## About this task
Pull out each line of the records holding the string "discussed".

Stored items
==*==
PR #2242, opened 2026-07-29
Fix and improve CreateIconFromResource(Ex) and LookupIconIdFromDirectory(Ex) documentation

DJm00n:
CreateIconFromResourceEx:
- presbits: clarify the parameter accepts a single RT_ICON/RT_CURSOR image, not a
  resource group directory; redirect buffer format details to Remarks
- fIcon: remove misplaced LOCALHEADER sentence (covered in the DIB format bullet in Remarks)
- cxDesired/cyDesired: clarify that zero without LR_DEFAULTSIZE uses the size stored in
  presbits without scaling, rather than vaguely "the actual resource size"
- Flags: remove LR_SHARED — it does not produce sharing or caching for this function
  and makes the handle impossible to destroy; remove from keyword metadata as well
- Remarks: replace boilerplate sentence with a proper description of the three accepted
  buffer formats (DIB, PNG, ANI/RIFF-ACON); add ANI sizing and fIcon-ignored notes

CreateIconFromResource:
- presbits: redirect buffer format details to CreateIconFromResourceEx Remarks
- fIcon: remove misplaced LOCALHEADER sentence
- Remarks: remove boilerplate sentence; expand the wrapper description to explain the
  LR_DEFAULTSIZE consequence (always default system size) and how to get a specific size
- Add Examples link

LookupIconIdFromDirectoryEx:
- cxDesired/cyDesired: document that the SM_* metric is only used when LR_DEFAULTSIZE is
  set; without it, zero returns the first directory entry without size scoring
- Flags table: add the missing LR_DEFAULTSIZE entry; fix LR_MONOCHROME description
  ("Searches for" rather than "Creates")
- Add LR_DEFAULTSIZE to keyword metadata

LookupIconIdFromDirectory:
- Description: clarify that this wrapper passes Flags=0 (not LR_DEFAULTSIZE), so it
  always returns the first directory entry without size scoring

Related: https://devblogs.microsoft.com/oldnewthing/?p=108925

### DIFF
--- a/sdk-api-src/content/winuser/nf-winuser-createiconfromresource.md
+++ b/sdk-api-src/content/winuser/nf-winuser-createiconfromresource.md
@@ -65,9 +65,7 @@ To specify a desired height or width, use the [CreateIconFromResourceEx](/window
 
 Type: **PBYTE**
 
-The buffer pointer containing the icon or cursor resource bits. These bits are typically loaded by calls to the [LookupIconIdFromDirectory](/windows/desktop/api/winuser/nf-winuser-lookupiconidfromdirectory), [LookupIconIdFromDirectoryEx](/windows/desktop/api/winuser/nf-winuser-lookupiconidfromdirectoryex), and [LoadResource](/windows/desktop/api/libloaderapi/nf-libloaderapi-loadresource) functions.
-
-See [Cursor and Icon Resources](/windows/win32/menurc/resource-file-formats#cursor-and-icon-resources) for more info on icon and cursor resource format.
+The buffer pointer containing the icon or cursor resource bits. These bits are typically loaded by calls to the [LookupIconIdFromDirectory](/windows/desktop/api/winuser/nf-winuser-lookupiconidfromdirectory), [LookupIconIdFromDirectoryEx](/windows/desktop/api/winuser/nf-winuser-lookupiconidfromdirectoryex), and [LoadResource](/windows/desktop/api/libloaderapi/nf-libloaderapi-loadresource) functions. For the buffer formats this parameter accepts, see the Remarks section of [CreateIconFromResourceEx](/windows/desktop/api/winuser/nf-winuser-createiconfromresourceex).
 
 ### -param dwResSize [in]
 
@@ -80,8 +78,6 @@ The size, in bytes, of the set of bits pointed to by the *presbits* parameter.
 Type: **BOOL**
 
 Indicates whether an icon or a cursor is to be created. If this parameter is **TRUE**, an icon is to be created. If it is **FALSE**, a cursor is to be created.
-
-The [LOCALHEADER](/windows/win32/menurc/localheader) structure defines cursor hotspot and is the first data read from the cursor resource bits.
 
 ### -param dwVer [in]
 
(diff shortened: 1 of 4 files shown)


GrantMeStrength (changes requested):
Technical review: changes requested.

- **Major — factual error (`nf-winuser-createiconfromresourceex.md:119`)**: “other header versions are not accepted” excludes `BITMAPCOREHEADER`, but Raymond Chen’s Microsoft article explicitly documents `BITMAPCOREHEADER` as a legacy format accepted by `CreateIconFromResource(Ex)`: https://devblogs.microsoft.com/oldnewthing/20231025-00/?p=108925. Include the legacy header format or remove the exclusion.

- **Major — needs API-owner verification (`nf-winuser-createiconfromresourceex.md:121`)**: The ANI/RIFF-ACON support, first-size selection, and `fIcon`-ignored behavior are new public contract claims not established by the cited Learn material or the Microsoft icon-format article. Please provide an authoritative implementation/spec source or obtain Windows API-owner confirmation before publishing them.

- **Major — internally inconsistent selection contract (`nf-winuser-lookupiconidfromdirectoryex.md:55` versus `:97`)**: The description says zero dimensions use system metrics, while the proposed `LR_DEFAULTSIZE` row says that without the flag and with both dimensions zero, size does not participate. Qualify the description so system metrics apply only when `LR_DEFAULTSIZE` is set.

- **Major — needs API-owner verification (`nf-winuser-lookupiconidfromdirectoryex.md:55-60`)**: The exact weighted scoring formula and tie-breaking order are reverse-engineered behavioral details. The current public Learn contract describes a different selection model, and the Microsoft article at https://devblogs.microsoft.com/oldnewthing/20121005-00/?p=6393 confirms only that Windows has a default size/color-depth algorithm, not these weights. Please obtain API-owner confirmation or cite an authoritative implementation/spec source.

- **Major — ownership semantics need resolution (`nf-winuser-createiconfromresource.md:98-100`)**: The page says the wrapper passes `LR_SHARED` and then tells callers to destroy the returned handle. `LR_SHARED` normally denotes a cached shared handle that callers must not destroy; the Microsoft resource-semantics explanation is https://devblogs.microsoft.com/oldnewthing/20131003-00/?p=3043. If `CreateIconFromResourceEx` ignores sharing because it has no module/resource identity, state and source that exception explicitly. Otherwise correct the cleanup guidance.

- **Minor — wrong parameter name (`nf-winuser-createiconfromresourceex.md:69`)**: `dwResSize` describes `pbIconBits`, but the function parameter is `presbits`. Replace `pbIconBits` with `presbits`.

DJm00n:
> * createiconfromresource

Minor — wrong parameter name (createiconfromresourceex.md:69). Fixed. pbIconBits → presbits.

Major — factual error, BITMAPCOREHEADER exclusion (createiconfromresourceex.md:119). Fixed. The DIB bullet now says the legacy BITMAPCOREHEADER is also accepted, alongside BITMAPINFOHEADER. Source: Raymond Chen, "The format of icon resources, revisited" (Oct 25, 2023) — https://devblogs.microsoft.com/oldnewthing/20231025-00/?p=108925 — which lists both as valid icon-resource image formats.

Major — internally inconsistent selection contract (lookupiconidfromdirectoryex.md:55 vs :97). Fixed. The description now says system-metric substitution applies only when LR_DEFAULTSIZE is set; when both dimensions are zero without the flag, size does not participate and selection is by color depth alone — matching the LR_DEFAULTSIZE row.

Major — weighted scoring formula (lookupiconidfromdirectoryex.md:55–60). Partially addressed. The formula itself (bpp/width/height deltas, doubled penalty for undersized candidates, color-depth term always doubled, lowest score wins) turns out to be documented by Microsoft: KB 307213, "Windows XP icon and cursor support," Icon selection section — https://web.archive.org/web/20110630025042/http://support.microsoft.com/kb/307213 — spells out exactly this weighting. I've kept the formula and would cite that KB as the authoritative source if needed. I did remove the tie-breaking claim ("greater color depth, then earlier directory entry") — that part isn't in the KB and I don't have an authoritative source for it, so it's gone rather than left unsupported.

Major — ownership semantics, LR_SHARED vs. destroy guidance (createiconfromresource.md:98–100). Fixed, along the line you suggested. Added an explicit explanation: CreateIconFromResourceEx builds the icon/cursor from a memory buffer that has no module or resource identifier, so the shared-resource cache — which is keyed by module + resource ID — never sees this handle even though LR_SHARED is passed internally. The handle is therefore caller-owned, consistent with the existing DestroyIcon/DestroyCursor guidance. Source: Raymond Chen, "The relationship between module resources and resource-derived objects in 32-bit Windows" (Oct 3, 2013) — https://devblogs.microsoft.com/oldnewthing/20131003-00/?p=3043 — which describes the cache as keyed by module and resource ID.

Major — ANI/RIFF-ACON support, first-size selection, fIcon ignored (createiconfromresourceex.md:121). Not addressed — left as-is for now. I don't have a Microsoft Learn/KB source that documents this specific contract, and the Chen icon-resource article above doesn't cover it either (a commenter (me, hehe) on that post flagged the same gap for RT_ANIICON/RT_ANICURSOR). The behavior is reproducible and consistent across the builds I tested, but I understand that's not the bar for a public contract here. Happy to go either way:
- keep it pending an API-owner confirmation you can help get,
- reword it as a "Note" describing observed, undocumented behavior rather than a formal contract, or
- drop the bullet entirely if you'd rather not publish it without sign-off.

Let me know which you'd prefer for that last one, and I'll follow up.

PR #2243, opened 2026-07-30
Fix missing closing italic tag

SimpsonGSD:
Before half of the page was displayed in italics.
Introduced in #2131.


SimpsonGSD:

PR #2253, opened 2026-08-26
GetModuleFileNameExW (return value clarification)

NsPro04:
Based on my tests, if the buffer is too small, the behavior is similar to [GetMappedFileNameW](https://learn.microsoft.com/en-us/windows/win32/api/psapi/nf-psapi-getmappedfilenamew#return-value), except that last error is not set to **ERROR_INSUFFICIENT_BUFFER**, and the function returns nSize - 1 instead of nSize.

image
image

### DIFF
--- a/sdk-api-src/content/psapi/nf-psapi-getmodulefilenameexw.md
+++ b/sdk-api-src/content/psapi/nf-psapi-getmodulefilenameexw.md
@@ -89,7 +89,7 @@ The size of the <i>lpFilename</i> buffer, in characters.
 
 ## -returns
 
-If the function succeeds, the return value specifies the length of the string copied to the buffer.
+If the function succeeds, the return value is the length of the string that is copied to the buffer, in characters, not including the terminating null character. If the buffer is too small to hold the module name, the string is truncated to nSize characters (including the terminating null character), the function returns _nSize - 1_.
 
 If the function fails, the return value is zero. To get extended error information, call 
        <a href="/windows/desktop/api/errhandlingapi/nf-errhandlingapi-getlasterror">GetLastError</a>.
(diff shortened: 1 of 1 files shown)


GrantMeStrength (changes requested):
Technical review: changes requested.

- **Major — version/platform scope (`sdk-api-src/content/psapi/nf-psapi-getmodulefilenameexw.md:92`)**: The new `nSize - 1` return and unchanged-last-error contract is based on contributor testing, but this API page applies from Windows XP/Server 2003 onward and documents both the Psapi.dll wrapper and the K32 implementation selected by `PSAPI_VERSION`. A test on one current build is not sufficient to promise identical behavior across all supported implementations. Please obtain confirmation from the Windows API owner or provide an authoritative implementation/spec source; otherwise scope the statement to the Windows versions/builds actually tested. The existing comparison with `GetMappedFileNameW` does not establish this function’s contract.

The earlier Copilot concern about explicitly stating that `ERROR_INSUFFICIENT_BUFFER` is not set has been addressed.

NsPro04:
Uhh... ok, I think I can test it on Win XP

NsPro04:
So far, I have tested it on Win 11 - the behavior is similar to Win 10

IMG_20260915_145800_831

(In the Windows 11 console, '\0' isn't displayed, but as we can see from the byte representation, it's actually there.)

NsPro04:
image

Oh, that's funny... but in Windows XP, it returns the correct value. It returns `nSize` as it should.
It was broken later...
Okay, I'll look into it.

NsPro04:
image

In Windows Vista, everything works fine, too. It behaves the same way as Windows XP.
`nSize` is returned.

NsPro04:
image

Windows 7 - same as before

NsPro04:
image

Windows 8.0 - still works fine

NsPro04:
image

Windows 8.1 - same

NsPro04:
image

Windows 10 1507 (if I’m not mistaken, this is the first release)
Starting from this point, the returned value changed to `nSize-1`

NsPro04:
So...
Now the key question is - what should we do with all this? XD
I guess we should just write it as it is:
that before Windows 10, it returned `nSize`, but on Windows 10 and later, it returns `nSize-1`.
Im not sure

PR #2258, opened 2026-09-09
Update Get/SetPriorityClass docs

Zk6Z:
Task List was the name used in Windows 9x. Task Manager is the modern name.


Zk6Z:

Zk6Z:
Seems newer Task Manager in Wimdows 11 uses normal priority.

Issue #1781, opened 2022-08-12
validation by iteration causes model.training=False to continue until the end of an epoch


makecent:
**Describe the bug**

During the validation, the state of `model.training` will be trun to `False`:
https://github.com/open-mmlab/mmaction2/blob/5fa8faa6a7cb2adf9b5eaf9f8a7473b65bb8228d/mmaction/apis/test.py#L76

While if validation by iteration, e.g., `evaluation = dict(by_epoch=False, interval=1000, metrics=['top_k_accuracy'])`, then the state `model.training=False` will continue [until the next epoch](https://github.com/open-mmlab/mmcv/blob/f527e43c1a1e52e5903410255aea1f71f005a161/mmcv/runner/epoch_based_runner.py#L43) when  `EpochBasedRunner` was adopted. This makes the remaining iterations in the epoch where the evaluation happens to be excuted under `eval` state.

hukkai:
Thanks @makecent ! So we just need to switch to model.train() before the end of this function? Could you submit a PR?

makecent:
> Thanks @makecent ! So we just need to switch to model.train() before the end of this function? Could you submit a PR?

I am not sure if this should be a kind of BUG of the `mmcv` because `IterBasedRunner` should work well with validation by iterations. 

Since mmaction2 only uses `EpochBasedRunner`, we may **either** 

- adopt `IterBasedRunner` when some conditions are met, e.g. `evalution.by_epoch=False`
- propose this as a BUG in an issue of `mmcv`.

The choice depends on how you `mmlab` expects the user to use the `Runner`: Should the evaluation by **iteration** be allowed when `EpochBasedRunner` is used?

hukkai:
In the next release mmlab repo series will use a new engine. Will discuss this with the related developers.

hukkai:
The new release is at dev-1.x branch. If you have any further questions, feel free to re-open the issue. Thanks!

PR #1784, opened 2022-08-13
Resolving the issue caused by the EvalHook changing the model training state to False

makecent:
This is just a demo PR for resolving issue #1781. 

When valiation by iterations, i.e., `evaluation.by_epoch=False`, the model training state will be trun off during the validation, i.e., `runner.model.training=False`. And the evaluation state will continue until the next epoch, causing the remaining iterations in current epoch to be wrong.

So I copied the `EpochBasedRunner` from the mmcv and add `model.train()` before `run_iter` to make sure model in the correct state in every iter.

This is PR just for description. To apply the modified `EpochBasedRunner`, some import issues need to be ground. Instead of this, I prefer merging this PR to the `mmcv`.

### DIFF
--- a/mmaction/core/runner/epoch_based_runner.py
+++ b/mmaction/core/runner/epoch_based_runner.py
@@ -1,0 +1,199 @@
+# Copyright (c) OpenMMLab. All rights reserved.
+import os.path as osp
+import platform
+import shutil
+import time
+import warnings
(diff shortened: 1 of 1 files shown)


hukkai:
Transfered to `mmcv` https://github.com/open-mmlab/mmcv/issues/2199

hukkai:
Closed since this will be discussed in `mmcv`

PR #2206, opened 2023-02-08
[Enhance] support auto import 

cir7:
## Motivation
[feat] support auto import


requirements/mminstall.txt
```diff
@@ -1,2 +1,2 @@
 mmcv>=2.0.0rc0,<2.1.0
-mmengine>=0.3.0
```
ly015, line 2: Please also update `mmaction/__init__.py`

ly015: Consider updating to mmengine v0.5.0?

ly015 (approved):

PR #2480, opened 2023-05-17
[Fix] Fix a bug of MViT when set with_cls_token to False 

KeepLost:
Resolve the problem when class token is taken away in MViT. 

Put more precisely, when `with_cls_token` and `output_cls_token` are both set `False` in model `MViT`, an error would occur because its `MultiScaleBlock`and `MultiScaleAttention` components don't pass the `with_cls_token` argument from class `MViT`, and set it `True` by default.


cir7:
Thanks for your contribution! this is indeed a bug, we will merge it after review.

cir7 (approved):

PR #2561, opened 2023-06-22
Update build_rawframes.py for multiple GPU support

HoBeom:
## Motivation
https://github.com/open-mmlab/denseflow/issues/19#issuecomment-1253316054
Updated code for multiple GPU support as the num_gpu option is unused and left unattended confusing.
it aims to detect and use multiple GPUs automatically.

## Modification

Changing the unused num_gpu option.
Use the pid to assign the GPU to each process.


HoBeom:
I think it would be appropriate to merge this commit into the master branch.

PR #2690, opened 2023-09-20
[Fix] Fix `gt_labels`

Dai-Wenxun:
Fix `gt_labels`


hukkai (approved):

stronggerlu:
I would like to ask if the modified ActionClip does not support training?

PR #1292, opened 2024-03-01
📂: do not resolve save dialogue when pressing enter in description

linusha:


merryman:
Hitting enter now does not close the prompt any more, however I can't enter newlines anymore either.

merryman (approved):

PR #1339, opened 2024-03-14
Fix/reset derived components

### LINKED ISSUE #1336: Reverting a Reconciliation does not affect derived components
This is at least true for the name property.

### LINKED ISSUE #1337: Changing the name of a morph in a component does not get reconciled in resize policies of derived component

merryman:
Fixes #1337.
Fixes #1336.


linusha (changes requested):
We already talked about this, but for easier bookkeeping: When changing the name of a morph, derived components are correctly reconciled now. However, upon reverting this change using the blue button, the component itself will be correctly reverted but the derived component's source will stay the same and hence be broken.

linusha (approved):

PR #1357, opened 2024-03-25
🧰: fix alignment of component edit buttons on line wrap

### LINKED ISSUE #1349: Component Editing Buttons are laid out weird when line wraps
Screenshot from 2024-03-19 13-53-57

Wiggling the browser width leads to correctly laid out buttons most of the time. I am pretty sure this is an edge case with barely wrapping lines at the time of the initial display of a module.

merryman:
Resolves  #1349.
wrapping-component-edit-buttons

### DIFF
--- a/lively.ide/js/browser/index.js
+++ b/lively.ide/js/browser/index.js
@@ -1572,6 +1572,14 @@ export class BrowserModel extends ViewModel {
     }
   }
 
+  async isComponentEntity (entity) {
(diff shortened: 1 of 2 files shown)


linusha (changes requested):
Please make it so that the jump to a code entity via the muller columns targets higher lines, as the button might be hidden under the meta text box otherwise.

linusha (approved):

PR #1377, opened 2024-03-28
Fix Recursion when measuring static `Text`

linusha:
This resolves an bug that only became apparent once one begins to ensure, that the `textLayer` is always the same node. Due to the `extent` getter measuring the text and us accessing width/height we triggered a measurement in the measurement, which fucked up the state of the node that is moved around inside of the placeholder for the measurement.

Preventing this behavior here has no downside to the measuring process, as we only access the width/height when the dimension is marked as fixed in the properties, i.e. we can retrieve a value guaranteed to be correct without measuring.

### DIFF
--- a/lively.morphic/rendering/renderer.js
+++ b/lively.morphic/rendering/renderer.js
@@ -1939,6 +1939,9 @@ export default class Renderer {
    * @returns {Rectangle} The actual bounds of `morph` when rendered into the DOM.
    */
   measureStaticTextBoundsFor (morph) {
+
+    morph._measuringTextBox = true;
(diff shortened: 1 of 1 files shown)


merryman (changes requested):
I dont quite understand why the flag is set twice to the same value. Wouldnt it make more sense to set it to `false` in the end?

linusha:
> I dont quite understand why the flag is set twice to the same value. Wouldnt it make more sense to set it to `false` in the end?

:clown_face:

merryman (approved):

PR #1388, opened 2024-04-03
Open Browser in opened Project and restore Tab functionality

linusha:
Opens the browser in the directory of the currently opened project, if one exists. Also makes the tabs in the browser work again.


linusha:
@merryman as discussed, it would be extremely helpful if you'd investigate the bug that the x position of the tabs gets somehow set to 100.

linusha:
@merryman the eval backend button is still missing in action :(

merryman (approved):

PR #1418, opened 2024-04-17
Fix/system browser layout

merryman:
There were some things off with the layout structure of the system browser, which is fixed here.


linusha:
While the interaction in the current system is wild, the result is better than here: We cannot hide the columns completely right now, due to some heavily interacting layouts.
This changes that behavior:
image

Thus, we decided against merging this.

PR #1419, opened 2024-04-17
🧰: force layout in openend component morphs to ensure proper positioning

merryman:
Previously we would run into similar issues we already observed with the prompts, where large components whose ultimate extent is dictated by the layouts would get positioned completely incorrectly.


linusha (approved):
Just to make sure I understand the point here correctly: this is because we center the components as well, right?

PR #1420, opened 2024-04-18
Fix/system browser crash on save

merryman:
Fixes the funny issue where saving the system browser files *within* the system browser itself would lead to an error. 
Given this bug, this branch is a little extensive since it involved fixing various things about the way style policies where getting serialized.

### DIFF
--- a/lively.morphic/morph.js
+++ b/lively.morphic/morph.js
@@ -955,8 +955,7 @@ export class Morph {
         if (descr.readOnly ||
             descr.derived ||
             descr.isComponent ||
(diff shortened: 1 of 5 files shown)


linusha (approved):

lively.morphic/morph.js
```diff
@@ -955,8 +955,7 @@ export class Morph {
         if (descr.readOnly ||
             descr.derived ||
             descr.isComponent ||
-            (descr.hasOwnProperty('serialize') && !descr.serialize) ||
-            obj.equals(this[key], defaults[key])) {
```
linusha, line 959: This second line is now gone as well, was this intended?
==*==
## Task response
Closed since this will be discussed in `mmcv`
@merryman as discussed, it would be extremely helpful if you'd investigate the bug that the x position of the tabs gets somehow set to 100.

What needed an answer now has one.